The annual journey, voyage, or venture, a pilgrimage if you will, a massive movement of peoples has begun. It's the unrelenting ritual marked by fleets of cars filled with vagabonds, old lamps and couches, and maybe even a toaster oven migrating to their Mecca.
College season is among us, dear computer. So slap on your affiliated university bumper sticker and step in the flow of highway traffic or get pulled under, never to return.
It has begun.
I just hate the three hour drive.
While I haven't officially moved down to the campus, I had preporatory measures to be made pre-arrival. Literally measurements. My apartment is not big. Honestly seen cat carriers bigger than my bathroom. The looming question still stands: Will that bed fit? The world may never know.
Jobs were applied for, banking was done, and lots of free food was devoured. Everyone remember Sean the Noodle Kid? Or as my mom calls him, "That red haired boy?" --like we don't have those in the Thumb--well, he turned twenty-one and lives in Ann Arbor. Crazy coincidence that I may have scheduled most of my pre-move-in shananigins in order to make his birthday into awesome. Us ex-exchange students have to stick together, you see.

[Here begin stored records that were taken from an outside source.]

PR #813, opened 2026-02-24
Using "Min Heap" approach for TermIterator

KarthikSubbarao:
Using "Min Heap" approach for TermIterator

This is an optimization on the Term Iterator which is used as the core iterator in text all searches. It performs a K way merge across different Key iterators (for different words) in prefix/suffix/fuzzy/stemmed term search and a K==1 search when exact term searches are used.
The expansion search (e.g. prefix/suffix) operations were showing in perf test runs that it was effected by the linear scan. So, this PR re-writes this using a newly added min heap structure using the inlinedvector as its storage. This min-heap is used when finding the next key and next position. Other APIs (DoneKeys/DonePositions) are optimized too

### DIFF
--- a/src/indexes/text/term.cc
+++ b/src/indexes/text/term.cc
@@ -21,8 +21,12 @@ TermIterator::TermIterator(
       current_field_mask_(0ULL),
       require_positions_(require_positions),
       has_original_(has_original) {
+  // Populate the key_set_ heap.
+  for (size_t i = 0; i < key_iterators_.size(); ++i) {
+    InsertValidKeyIterator(i);
+  }
   // Prime the first key and position if they exist.
-  if (!key_iterators_.empty()) {
+  if (!key_set_.empty()) {
     TermIterator::NextKey();
   }
 }
@@ -61,37 +65,37 @@ void TermIterator::InsertValidKeyIterator(size_t idx) {
 }
 
 bool TermIterator::FindMinimumValidKey() {
-  // 1. If the heap is empty, it means all iterators from the previous match
-  // were extracted. Attempt to re-populate the heap with any iterators
-  // that still have valid data.
-  if (key_set_.empty()) {
-    for (size_t i = 0; i < key_iterators_.size(); ++i) {
-      InsertValidKeyIterator(i);
-    }
-  }
-  // 2. If the heap is still empty after the re-population attempt, it means
-  // all underlying expansion iterators are exhausted.
+  // 1. If the heap is empty, all underlying iterators are exhausted.
+  // Note: This can be due to three cases:
+  //   a) Initialization: No valid keys were found across any
+  //      iterators during the first scan in the constructor.
+  //   b) Natural Exhaustion: All iterators were at some point the 'current_key'
+  //      (active indices) and were popped, advanced, and found to be
+  //      Done/Invalid.
+  //   c) Seek Exhaustion: During SeekForwardKey, laggards were popped and
+  //      skipped, but found to be invalid/done.
   if (key_set_.empty()) {
     ClearKeyState();
     return false;
   }
-  // 3. Restore the min-heap property. O(K) is efficient here because
-  // multiple expansions often advance simultaneously.
+  // 2. Restore the min-heap property. O(K).
   key_set_.heapify();
   current_key_ = key_set_.min().first;
   current_key_indices_.clear();
-  // 4. Extract all iterators that share this minimum key.
+  // 3. Extract all iterators that share this minimum key.
   // This physically removes them from the heap (making it "empty" if all
   // match).
   while (!key_set_.empty() && key_set_.min().first == current_key_) {
     current_key_indices_.push_back(key_set_.min().second);
     key_set_.pop_min();  // O(log K)
   }
-  // 5. Initialize position iteration for the specific new key if required.
+  // 4. Initialize position iteration for the specific new key if required.
   if (require_positions_) {
     ClearPositionState();
     for (size_t idx : current_key_indices_) {
       pos_iterators_.emplace_back(key_iterators_[idx].GetPositionIterator());
+      // Populate the position heap.
+      InsertValidPositionIterator(pos_iterators_.size() - 1);
     }
     TermIterator::NextPosition();
   }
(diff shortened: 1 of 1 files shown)


src/indexes/text/term.cc
```diff
@@ -32,156 +32,207 @@ FieldMaskPredicate TermIterator::QueryFieldMask() const {
...
 
 const InternedStringPtr& TermIterator::CurrentKey() const {
   CHECK(current_key_);
   return current_key_;
 }
 
+// Helper function to advance key iterators and populate the heap with valid
+// iterators for the new key.
+void TermIterator::InsertValidKeyIterator(
+    size_t idx, std::optional<InternedStringPtr> min_key) {
```
allenss-amazon: maybe change optional<InternedStringPtr> to optional<InternedStringPtr *>, avoid the extra increment/decrement for the copy of the string. Unfortunately optional<InternedStringPtr &> doesn't work.

src/indexes/text/term.cc
```diff
@@ -32,156 +32,207 @@ FieldMaskPredicate TermIterator::QueryFieldMask() const {
...
+  // Use query_field_mask for the original word (idx 0) or if no stem mask is
+  // provided.
+  const auto field_mask = ((idx == 0 && has_original_) || stem_field_mask_ == 0)
+                              ? query_field_mask_
+                              : stem_field_mask_;
+  // Advance the iterator until it matches the required fields and is >=
+  // min_key.
+  while (key_iter.IsValid() && (!key_iter.ContainsFields(field_mask) ||
+                                (min_key && key_iter.GetKey() < *min_key))) {
+    key_iter.NextKey();
```
allenss-amazon, line 60: Shouldn't this be a "SkipForward" to the key and then increment until you get a valid field?

src/indexes/text/term.cc
```diff
@@ -32,156 +32,207 @@ FieldMaskPredicate TermIterator::QueryFieldMask() const {
...
-    for (auto& pos_iter : pos_iterators_) {
-      if (pos_iter.IsValid() &&
-          pos_iter.GetPosition() == current_position_.value().start) {
-        pos_iter.NextPosition();
-      }
-    }
+// Helper function to advance position iterators and populate the heap with
+// valid iterators for the new position.
+void TermIterator::InsertValidPositionIterator(
+    size_t idx, std::optional<uint32_t> min_position) {
```
allenss-amazon: Seems like instead of optional<> min_position, you could just default min_position to max_positive and avoid the conditional, it'll speed up the loop compare because the min_position would always be valid...

src/indexes/text/term.cc
```diff
@@ -32,156 +32,207 @@ FieldMaskPredicate TermIterator::QueryFieldMask() const {
...
-          pos_iterators_.clear();
-          pos_iterators_.emplace_back(key_iter.GetPositionIterator());
-          current_key_ = key;
-        } else if (key == current_key_) {
-          pos_iterators_.emplace_back(key_iter.GetPositionIterator());
-        }
-      } else if (!current_key_ || key < current_key_) {
-        current_key_ = key;
-      }
+  // 1. Refill the heap if it was fully drained by the previous key move.
```
allenss-amazon: What circumstances cause this?

src/indexes/text/term.cc
```diff
@@ -32,156 +32,207 @@ FieldMaskPredicate TermIterator::QueryFieldMask() const {
...
+  if (key_set_.empty()) {
+    for (size_t i = 0; i < key_iterators_.size(); ++i) {
+      InsertValidKeyIterator(i);
     }
   }
-  if (!current_key_) {
+  // If still empty, we are done with all keys.
+  if (key_set_.empty()) {
```
allenss-amazon, line 77: This feels redundant with the test above.

src/indexes/text/term.cc
```diff
@@ -32,156 +32,207 @@ FieldMaskPredicate TermIterator::QueryFieldMask() const {
...
+  if (pos_set_.empty()) {
+    for (size_t i = 0; i < pos_iterators_.size(); ++i) {
+      InsertValidPositionIterator(i);
     }
   }
-  if (!found) {
-    current_position_ = std::nullopt;
-    current_field_mask_ = 0ULL;
+  // If still empty, we are done with all positions for the current key.
+  if (pos_set_.empty()) {
```
allenss-amazon, line 173: This feels redundant. Should it get moved up under the previous test for empty?

src/indexes/text/term.cc
KarthikSubbarao: this and `std::optional<InternedStringPtr> min_key` in the function declaration is actually just left over code from the earlier version. It should have been cleaned up and removed.  The seek/skip is actually already done in the SeekForward API using the `SkipForward`. 

I will remove it

src/indexes/text/term.cc
KarthikSubbarao: `std::optional<uint32_t> min_position` in the function declaration is actually just left over code from the earlier version. It should have been cleaned up and removed. The seek/skip is actually already done in the SeekForward API using the `SkipForward`. 


I will remove it

src/indexes/text/term.cc
KarthikSubbarao: There are 3 cases where this can happen:
1. First time constructing the heap (on Creation of the Term Iterator, during priming of the first key/position)
2. The heap becomes empty due to being popped since they were "current/active iterators" and they do not get added back later on since they are invalid/done
3. The heap becomes empty due to being popped while seeking forward and they do not get added back later on since they are invalid/done

src/indexes/text/term.cc
KarthikSubbarao: This was needed before because I used this same function for handling both the heap creation upon construction / new key handling as well as handling the case where the term iterator is done.

After a small refactor, this is no longer the case, so we just need one empty handling here.

src/indexes/text/term.cc
KarthikSubbarao: This was needed before because I used this same function for handling both the heap creation upon construction / new key handling as well as handling the case where the term iterator is done.

After a small refactor, this is no longer the case, so we just need one empty handling here.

I wish I could have photo documented the whole trip. Windmills are really starting to dot the landscape around my town--which I am more than giddy with excitement for--and it was a beautiful day of driving. Missed jamming out to my music so I crammed all of that in on the drive down, much to the displeasure of my driving buddy/college sidekick. Got to Ann Arbor and attack hugged Sean and Brettbrett, my very first college friends, and we shimmied around town getting free stuff. Aparently, in Annarborise, a merrily tossed "It's my birthday!" translates to "Please sir, give me everything for free." Cupcakes, coffee, ice cream, crepes, six bagels and a gelato!?! It's no wonder we didn't eat supper. Did I also mention the ice cream cake?

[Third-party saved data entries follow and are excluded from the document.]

PR #103, opened 2022-08-03
Token fetch Refresher optimization

Leah-Xia-Microsoft:
## Purpose

* This refactor is based on the suggestion from the calling SDK team
* for CommunicationTokenRefreshOptions, it's recommended not passing pass initialToken as nil
```
CommunicationTokenRefreshOptions(initialToken: nil, refreshProactively: true, tokenRefresher: tokenRefresher)
```
* The reason being that "the problem is create call agent is blocked unnecessarily if you do it before that you know whether contoso has properly working token refresh url or not instead of trying to debug why createcallagent is stuck"
* Also added activity indicator before launching the call

```
[x] Yes
[ ] No
```

## Pull Request Type

```
[ ] Bugfix
[ ] Feature
[x] Refactoring (no functional changes, no api changes)
[ ] Other... Please describe:
```

## How to Test
* Get the code and set up with AAD.
* Start and Join a group/teams call

## What to Check
*Verify that we can start and join a group/teams call

### DIFF
--- a/AzureCalling/Controllers/InviteViewController.swift
+++ b/AzureCalling/Controllers/InviteViewController.swift
@@ -114,12 +114,11 @@ class InviteViewController: UIViewController {
     }
 
     private func onContinueButtonTapped() {
-        let callConfig = JoinCallConfig(joinId: groupCallId, displayName: displayName ?? "", callType: .groupCall)
-        busyOverlay.presentIn(view: view)
-        self.callingContext.startCallComposite(callConfig, completionHandler: { [weak self] in
-            DispatchQueue.main.async {
-                self?.busyOverlay.hide()
-            }
-        })
+        Task { @MainActor in
+            let callConfig = JoinCallConfig(joinId: groupCallId, displayName: displayName ?? "", callType: .groupCall)
+            busyOverlay.presentIn(view: view)
+            await self.callingContext.startCallComposite(callConfig)
+            self.busyOverlay.hide()
+        }
     }
 }
--- a/AzureCalling/Controllers/InviteViewController.swift
+++ b/AzureCalling/Controllers/InviteViewController.swift
@@ -113,9 +113,8 @@ class InviteViewController: UIViewController {
         self.present(activityVC, animated: true, completion: nil)
     }
 
-    @MainActor
     private func onContinueButtonTapped() {
-        Task {
+        Task { @MainActor in
             let callConfig = JoinCallConfig(joinId: groupCallId, displayName: displayName ?? "", callType: .groupCall)
             busyOverlay.presentIn(view: view)
             await self.callingContext.startCallComposite(callConfig)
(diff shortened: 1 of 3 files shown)


AzureCalling/Controllers/InviteViewController.swift
```diff
@@ -114,6 +115,11 @@ class InviteViewController: UIViewController {
 
     private func onContinueButtonTapped() {
         let callConfig = JoinCallConfig(joinId: groupCallId, displayName: displayName ?? "", callType: .groupCall)
-        callingContext.startCallComposite(callConfig)
+        busyOverlay.presentIn(view: view)
+        self.callingContext.startCallComposite(callConfig, completionHandler: { [weak self] in
+            DispatchQueue.main.async {
```
emlynmac, line 120: You should not need this - onContinueButtonTapped is called from the button action, which is from the main thread.

AzureCalling/Controllers/JoinCallViewController.swift
```diff
@@ -166,7 +167,12 @@ class JoinCallViewController: UIViewController {
             return
         }
         let callConfig = JoinCallConfig(joinId: joinId, displayName: displayName ?? "", callType: joinCallType)
-        callingContext.startCallComposite(callConfig)
+        busyOverlay.presentIn(view: view)
+        self.callingContext.startCallComposite(callConfig, completionHandler: { [weak self] in
+            DispatchQueue.main.async {
```
emlynmac, line 172: Same here, navigateToCall is called from the main thread.
Generally, we don't want to async dispatch unless needed.

AzureCalling/External/Calling/CallingContext.swift
```diff
@@ -27,51 +27,71 @@ final class CallingContext {
         self.tokenFetcher = tokenFetcher
     }
 
-    // MARK: Public API
+    // MARK: Private function
+    private func fetchInitialToken(completionHandler: @escaping (String?) -> Void) {
```
emlynmac, line 31: Can we make these `async` methods to follow the rest of the authentication handling?

AzureCalling/External/Calling/CallingContext.swift
```diff
@@ -27,51 +27,71 @@ final class CallingContext {
...
+            } catch {
+                print("ERROR: It was not possible to create user credential.")
+                completionHandler(nil)
+            }
         }
-        return tokenCredential
     }
 
-    func startCallComposite(_ joinConfig: JoinCallConfig) {
+    func startCallComposite(_ joinConfig: JoinCallConfig, completionHandler: @escaping () -> Void) {
```
emlynmac, line 59: This would be greatly simplified to read wth async function.

emlynmac (commented):
I think we can make the functions async to improve readability.
I wonder too, if we should move the silent token refresh down to the AAD handler

Leah-Xia-Microsoft:
> I think we can make the functions async to improve readability. I wonder too, if we should move the silent token refresh down to the AAD handler

I think the tokenFetcher needed for the initialToken fetch is passed down to CallingContext from SceneDelegate. Seems convenient to have the initialToken in CallingContext other than AAD handler?

emlynmac (approved):
LGTM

Some squirrel whispering (That's the delicate art of finding one of the hundreds of thousands of chubby squirrels on campus and calling them over to feed them peanuts.) rounded out the afternoon and the evening settled into kicking it old school and listening to records late into the night.
The tradition continues and another year goes by as thousands of students flock to school. I think I'm starting to see what all of the fuss is about.